Depending on the stage a family is in, there are different concerns that need to be addressed.
Young Children: For families with young children it is important that you have specified who you would want your child to live with if you weren’t there. You need to make sure that your minor child is not the beneficiary on your life insurance or retirement accounts. Instead, name a trust for that child’s benefit. The trust will provide guidelines on how and when your child (or his guardian) can get access to the money. A trust helps protect your child’s money from his guardian’s creditors or divorce. It also helps provide guidelines on how you want your child raise: Do you pay for college? Do you want to buy your child a car at 16? Does the child have to contribute to these costs, assuming he is able?
For single parents with problem ex’s, it is especially important to plan so that your wishes regarding guardianship (and the reasons for those wishes) will be known if you passed away. You may also want to make sure that your ex will not get control of your child’s money, even he or she is your child’s legal guardian.
Adult Children: Sure your children may be adults, but have you stopped worrying about them? Concern that their son or daughter may lose their inheritance in a divorce is one of the primary worries parents have when they come see me. Unfortunately it does happen. The good news is that with proper planning you can protect your adult children from losing their inheritance in a divorce and provide asset protection other types of lawsuits as well.

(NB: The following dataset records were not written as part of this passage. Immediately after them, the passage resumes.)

PR #103, opened 2022-08-20
Overhaul concurrency and memory management in htslib_tagsort.cpp

fredlas:
Replaces semaphore-based concurrency with a single mutex guarding the body of a single function. Also replaces a subtle memory management mechanism.

### DIFF
--- a/fastqpreprocessing/src/htslib_tagsort.cpp
+++ b/fastqpreprocessing/src/htslib_tagsort.cpp
@@ -24,35 +24,7 @@ constexpr int kThreshold = 30; // qual score threshold
 #include <stdlib.h>
 #include <unordered_map>
 #include <memory>
-#include <semaphore.h>
 #include <set>
-
-sem_t g_tagsort_semaphore;
-std::mutex g_mtx;
-std::set<unsigned int> g_threads_to_join;
-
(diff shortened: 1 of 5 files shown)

Let’s face it. Nearly every family has a “problem child”. The problems may include financial irresponsibility, drugs or alcohol abuse, gambling or inability to hold a job. There are ways that you can protect your child from him or herself and provide an income stream for that child’s lifetime with extra money available for other needs. The trust should be drafted to meet your child’s specific needs.

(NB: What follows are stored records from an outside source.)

PR #105, opened 2022-09-05
Fixes to compile sctools without patches

khajoue2:
* Fixed a memory leak in libStatGen and forked it to a new repo with all patches applied: https://github.com/khajoue2/libStatGen/releases/tag/v1.0.15.broad
* Fixed bugs in Makefile


Dockerfile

Special Needs Children: Any child, minor or adult, with special needs needs to have his share set up in a special type of trust. Special needs can include Down’s Syndrome, learning disabilities or any other physical or mental condition which will make it likely that your child will have to rely on Medicaid or other governmental program for his or her care. A special needs trust directs the trustee to pay for needs that are not being provided by government programs. The trust is designed to supplement the beneficiary’s lifestyle without disqualifying him from needs based programs.